**Task instructions:** Start with the first line of the records below. Output each line exactly, ending with the one that contains "Fixes #3929".
***** Exercise input *****
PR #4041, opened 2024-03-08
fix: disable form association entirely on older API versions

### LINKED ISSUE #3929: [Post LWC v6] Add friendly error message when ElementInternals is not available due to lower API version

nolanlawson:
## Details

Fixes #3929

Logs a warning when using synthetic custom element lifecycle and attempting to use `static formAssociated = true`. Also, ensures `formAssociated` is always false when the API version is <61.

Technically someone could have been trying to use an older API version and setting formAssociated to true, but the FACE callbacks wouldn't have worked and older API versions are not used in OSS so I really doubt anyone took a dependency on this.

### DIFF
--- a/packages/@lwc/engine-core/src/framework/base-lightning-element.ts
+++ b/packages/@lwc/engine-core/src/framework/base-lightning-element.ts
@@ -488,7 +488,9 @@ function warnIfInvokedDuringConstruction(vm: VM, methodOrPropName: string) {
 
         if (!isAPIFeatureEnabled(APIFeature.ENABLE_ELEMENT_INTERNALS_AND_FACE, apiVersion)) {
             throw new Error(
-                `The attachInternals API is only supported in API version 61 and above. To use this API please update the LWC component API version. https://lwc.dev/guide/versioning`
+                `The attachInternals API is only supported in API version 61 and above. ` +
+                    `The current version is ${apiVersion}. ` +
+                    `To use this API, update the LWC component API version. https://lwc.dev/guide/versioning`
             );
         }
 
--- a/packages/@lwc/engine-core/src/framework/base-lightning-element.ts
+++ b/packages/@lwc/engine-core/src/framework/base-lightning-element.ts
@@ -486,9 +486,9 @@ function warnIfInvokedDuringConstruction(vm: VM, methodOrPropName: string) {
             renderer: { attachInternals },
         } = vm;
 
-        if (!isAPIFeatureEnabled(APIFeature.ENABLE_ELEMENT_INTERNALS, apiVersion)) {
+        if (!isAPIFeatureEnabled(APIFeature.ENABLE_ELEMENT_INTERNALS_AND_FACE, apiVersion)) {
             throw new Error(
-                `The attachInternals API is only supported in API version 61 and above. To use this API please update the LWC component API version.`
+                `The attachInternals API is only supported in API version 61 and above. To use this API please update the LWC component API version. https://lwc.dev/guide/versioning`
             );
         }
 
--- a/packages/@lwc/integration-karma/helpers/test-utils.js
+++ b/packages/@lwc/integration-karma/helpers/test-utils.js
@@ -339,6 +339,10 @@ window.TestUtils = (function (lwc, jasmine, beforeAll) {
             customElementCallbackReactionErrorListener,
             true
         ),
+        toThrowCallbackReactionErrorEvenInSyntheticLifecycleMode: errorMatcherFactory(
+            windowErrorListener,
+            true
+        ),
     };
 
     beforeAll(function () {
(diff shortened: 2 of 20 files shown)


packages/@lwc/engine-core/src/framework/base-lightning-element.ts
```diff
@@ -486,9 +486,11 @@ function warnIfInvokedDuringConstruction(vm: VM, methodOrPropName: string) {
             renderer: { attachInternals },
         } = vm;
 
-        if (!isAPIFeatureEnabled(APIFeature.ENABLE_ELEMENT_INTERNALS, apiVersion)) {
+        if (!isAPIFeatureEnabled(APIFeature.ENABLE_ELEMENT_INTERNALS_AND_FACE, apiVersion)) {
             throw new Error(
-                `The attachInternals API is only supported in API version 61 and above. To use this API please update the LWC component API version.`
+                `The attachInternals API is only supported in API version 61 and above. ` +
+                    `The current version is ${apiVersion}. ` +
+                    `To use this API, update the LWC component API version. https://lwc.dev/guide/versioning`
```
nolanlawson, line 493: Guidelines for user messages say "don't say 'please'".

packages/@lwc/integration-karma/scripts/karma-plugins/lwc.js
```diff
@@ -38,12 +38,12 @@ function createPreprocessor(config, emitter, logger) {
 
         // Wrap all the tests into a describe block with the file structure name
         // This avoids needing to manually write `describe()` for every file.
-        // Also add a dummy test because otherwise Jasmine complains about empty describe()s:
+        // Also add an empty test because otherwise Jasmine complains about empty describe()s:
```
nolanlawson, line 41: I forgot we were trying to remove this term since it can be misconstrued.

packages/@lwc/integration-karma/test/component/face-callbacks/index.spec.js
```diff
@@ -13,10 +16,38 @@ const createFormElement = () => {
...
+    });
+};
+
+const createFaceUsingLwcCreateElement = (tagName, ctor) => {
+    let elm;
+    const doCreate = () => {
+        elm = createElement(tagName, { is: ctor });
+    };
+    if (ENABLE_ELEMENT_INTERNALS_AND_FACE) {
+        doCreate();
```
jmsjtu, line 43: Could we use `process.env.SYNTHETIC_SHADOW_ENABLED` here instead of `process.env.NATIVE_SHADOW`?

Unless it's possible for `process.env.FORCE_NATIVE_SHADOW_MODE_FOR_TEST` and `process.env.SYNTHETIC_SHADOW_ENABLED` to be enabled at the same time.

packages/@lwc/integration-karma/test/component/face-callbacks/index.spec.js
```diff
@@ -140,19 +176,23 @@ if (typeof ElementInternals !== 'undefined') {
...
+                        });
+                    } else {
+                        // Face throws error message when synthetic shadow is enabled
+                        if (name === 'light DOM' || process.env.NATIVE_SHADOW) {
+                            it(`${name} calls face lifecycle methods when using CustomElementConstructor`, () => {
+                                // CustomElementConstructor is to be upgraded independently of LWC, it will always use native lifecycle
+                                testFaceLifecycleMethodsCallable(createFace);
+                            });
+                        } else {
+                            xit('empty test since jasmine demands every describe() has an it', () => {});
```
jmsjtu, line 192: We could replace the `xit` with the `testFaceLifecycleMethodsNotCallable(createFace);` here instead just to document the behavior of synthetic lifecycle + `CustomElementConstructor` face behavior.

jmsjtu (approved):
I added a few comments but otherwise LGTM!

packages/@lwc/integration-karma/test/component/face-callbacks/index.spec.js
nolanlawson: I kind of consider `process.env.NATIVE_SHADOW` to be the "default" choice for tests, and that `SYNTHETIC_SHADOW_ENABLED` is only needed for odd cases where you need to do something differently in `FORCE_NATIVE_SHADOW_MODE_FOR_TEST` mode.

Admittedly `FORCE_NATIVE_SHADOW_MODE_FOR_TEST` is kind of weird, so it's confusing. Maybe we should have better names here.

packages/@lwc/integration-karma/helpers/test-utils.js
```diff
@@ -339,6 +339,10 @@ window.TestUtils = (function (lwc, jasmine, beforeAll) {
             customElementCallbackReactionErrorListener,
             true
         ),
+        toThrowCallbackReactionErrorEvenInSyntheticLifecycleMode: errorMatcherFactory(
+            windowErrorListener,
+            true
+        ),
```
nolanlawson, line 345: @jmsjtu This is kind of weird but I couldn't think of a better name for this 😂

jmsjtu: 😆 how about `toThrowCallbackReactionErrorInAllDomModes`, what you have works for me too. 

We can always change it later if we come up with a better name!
*****
**Solution to this problem:**
PR #4041, opened 2024-03-08
fix: disable form association entirely on older API versions

### LINKED ISSUE #3929: [Post LWC v6] Add friendly error message when ElementInternals is not available due to lower API version

nolanlawson:
## Details

Fixes #3929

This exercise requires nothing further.